9. A device comprising an input for receiving an OFDM signal, a processor and a memory for storing code, the code configured to, when executed by the processor, cause the processor to generate a modified signal with reduced PAPR based on the OFDM signal by performing: a first PAPR reduction method in which an intermediate signal is generated so that the number of signal peaks above a predetermined threshold is substantially minimised; anda second PAPR reduction method in which the PAPR of the intermediate signal is reduced.

10. A device according to claim 9, wherein the first PAPR reduction method is a partial transmit sequence (PTS) method in which a codeword that reduces or substantially minimises the peaks above the first predetermined threshold is chosen.

11. A device according to claim 10, wherein the codeword is the DFT matrix.

12. A device according to any of claims 9 to 11, wherein the second PAPR reduction method is a tone reservation (TR) method.

13. A device according to claim 12, wherein in the TR method a tone reserved signal is optimised only with respect to signal peaks that have an amplitude above a predetermined threshold.

14. A device according to claim 12 or 13, wherein in the TR method an average power of the TR signal is limited.

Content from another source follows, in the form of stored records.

PR #829, opened 2018-09-07
feat(server): migrate nested paths may be root paths rule to use context object to support OpenAPI 3

maxim-tschumak:
Related to #714

### DIFF
--- a/server/src/test/java/de/zalando/zally/rule/zalando/NestedPathsMayBeRootPathsRuleTest.kt
+++ b/server/src/test/java/de/zalando/zally/rule/zalando/NestedPathsMayBeRootPathsRuleTest.kt
@@ -15,7 +15,7 @@ class NestedPathsMayBeRootPathsRuleTest {
         val spec = """
             openapi: 3.0.1
             paths:
-              "/countries/{country-id}/cities/{city-id}": {}
+              "/countries/{country-id}/populated/cities/{city-id}": {}
         """.trimIndent()
         val context = getOpenApiContextFromContent(spec)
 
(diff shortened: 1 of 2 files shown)


server/src/test/java/de/zalando/zally/rule/zalando/NestedPathsMayBeRootPathsRuleTest.kt
```diff
@@ -1,23 +1,44 @@
...
     @Test
-    fun avoidLinkHeadersValidYaml() {
-        val swagger = getFixture("api_spa.yaml")
-        assertThat(rule.validate(swagger)).isNull()
+    fun `checkNestedPaths should return no violations if there are no paths containing nested sub resources`() {
+        @Language("YAML")
+        val spec = """
+            openapi: 3.0.1
+            paths:
+              pets/: {}
```
tkrop: Missing check for `/pets/dogs`. This is a legal pattern and should be interpreted as top level resource.

server/src/test/java/de/zalando/zally/rule/zalando/NestedPathsMayBeRootPathsRuleTest.kt
```diff
@@ -1,23 +1,44 @@
...
-    fun avoidLinkHeadersValidJson() {
-        val swagger = getFixture("api_spp.json")
-        val result = rule.validate(swagger)!!
-        assertThat(result.paths).hasSameElementsAs(listOf("/products/{product_id}/updates/{update_id}"))
+    fun `checkNestedPaths should return violations for paths containing nested sub resources`() {
+        @Language("YAML")
+        val spec = """
+            openapi: 3.0.1
+            paths:
+              "/countries/{country-id}/cities/{city-id}": {}
```
tkrop: We should also check for something like `/countries/{country-id}/populated/cities/{city-id}`.

maxim-tschumak:
@tkrop @ddufourboivin-zalando please have another look

ddufourboivin-zalando:
👍

maxim-tschumak:
:+1:

PR #830, opened 2018-09-07
feat(server): migrate no version in uri rul to use context object to support OpenAPI 3

maxim-tschumak:
Related to #714


server/src/main/java/de/zalando/zally/rule/zalando/NoVersionInUriRule.kt
```diff
@@ -1,24 +1,24 @@
...
+    private val description = "Server URL contains version number"
 
     @Check(severity = Severity.MUST)
-    fun validate(swagger: Swagger): Violation? {
-        val hasVersion = swagger.basePath != null && PatternUtil.hasVersionInUrl(swagger.basePath)
-        return if (hasVersion) Violation(description, emptyList()) else null
-    }
+    fun checkServerURLs(context: Context): List<Violation> =
+        context.api.servers.orEmpty()
+            .filter { PatternUtil.hasVersionInUrl(it.url) }
```
tkrop: Shouldn't this be moved to this rule? Besides, what is with about patterns: `https://inter.net/api/1.0`, `https://inter.net/api/xyz-1.0`. This are likely also versioned resources paths.

server/src/test/java/de/zalando/zally/rule/zalando/NoVersionInUriRuleTest.kt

15. A device comprising an input for receiving an OFDM signal, a processor and a memory for storing code, the code configured to, when executed by the processor, cause the processor to generate a modified signal with reduced PAPR based on the OFDM signal by initially reducing PAPR using PTS in a low or medium complexity, medium or high PAPR reduction region and, thereafter, reducing PAPR further using TR in a low or medium complexity medium or high PAPR reduction region.

16. A device comprising an input for receiving an OFDM signal, a processor and a memory for storing code, the code configured to, when executed by the processor, cause the processor to generate a modified signal with reduced PAPR based on the OFDM signal by performing: selecting peaks of the OFDM signal that are above a predetermined threshold; andreducing PAPR of an OFDM signal only on the selected peaks.

17. An OFDM transmitter comprising a device according to any of claims 9 to 16 and a transmitting unit configured to receive a PAPR reduced OFDM signal and transmit it into a wireless transmission channel.

18. An OFDM transmitter according to claim 17, wherein the OFDM transmitter is a base station or a TV broadcaster.